Many working-class Americans had carried a smoldering anger for years about the corporate trade deals that saw millions of manufacturing jobs – for decades the backbone of an economy that was based on production of real goods – taken overseas. Permanent normal trade relations with China translated into over 2 million manufacturing jobs going to China which helped to underpin that country’s lifting of millions of its citizens out of poverty. This was perceived to be at the expense of the American worker.
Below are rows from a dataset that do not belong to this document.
Issue #895, opened 2022-09-29
Incorrect method types in generated documentation


zoggy:
Hello,

method types generated in documentation are incorrect, they include the implicit object parameter.

For example, with the following definition:

```ocaml
class foo =
  object
    method bar = 1
  end
```
the documentation contains:

```ocaml
method bar : < bar : int.. > -> int
```

panglesd:
Fixed by #935

PR #934, opened 2023-03-02
fix PR#895: incorrect output of method types

zoggy:
Fix https://github.com/ocaml/odoc/issues/895 by removing the first arrow in method type.


Julow (changes requested):
This is not the right fix. The unwanted argument is not added when compiling an interface:

```ocaml
class foo :
  object
    method x : int -> int
  end
```

The bug occurs only when compiling an implementation (`.cmt`), the right place might be in `src/loader/cmt.ml`, perhaps in the `read_class_field` function.

zoggy:
Indeed. Thanks. I close this one and will make a new PR.

PR #935, opened 2023-03-03
fix issue #895: incorrect output of method types

zoggy:
fixing https://github.com/ocaml/odoc/issues/895
after some hint in previous PR https://github.com/ocaml/odoc/pull/934

### DIFF
--- a/src/loader/cmt.ml
+++ b/src/loader/cmt.ml
@@ -239,7 +239,15 @@ let rec read_class_field env parent cf =
         | Tcfk_virtual typ ->
             true, read_core_type env typ
         | Tcfk_concrete(_, expr) ->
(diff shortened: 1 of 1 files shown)


Julow (commented):
This should be done in the `Tcfk_concrete` case or it would incorrectly remove an argument from virtual methods:

```ocaml
class virtual foo =
  object
    method x x = x + 1
    method virtual y : int -> int
  end
```

Renders to:

```
method x : int -> int
method virtual y : int
```

Also, I can't be sure that this is correct in all future cases so I'd appreciate a comment explaining why.

zoggy:
I fixed to do this hack only in concrete case and added a comment.

Julow (approved):
Looks good to me :) Thanks!

PR #936, opened 2023-03-03
html: Remove extra space in class declarations

Julow:
Class declarations used to render like this in HTML:

```
class  foo : object ... end
```


panglesd (approved):
Looks good to me!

This is not an unjustified view.

However, the hard truth is that the Chinese government did not hold a gun to the economic elites’ heads in the United States, forcing them to relinquish millions of living wage jobs for Americans. The economic elites in the United States willingly did so due to greed and no sense of loyalty to their fellow Americans. Patriotism is for the rubes according to the elites who do not see themselves bound by such quaint notions.

It is much easier for FOX news personalities, Rising co-host Sagaar Enjeti and others, to portray China as some uniquely evil country than to hold American elites to account for their betrayal, along with the corporate media’s role from the 1990’s on in legitimizing corporate free trade as a law of nature not to be questioned.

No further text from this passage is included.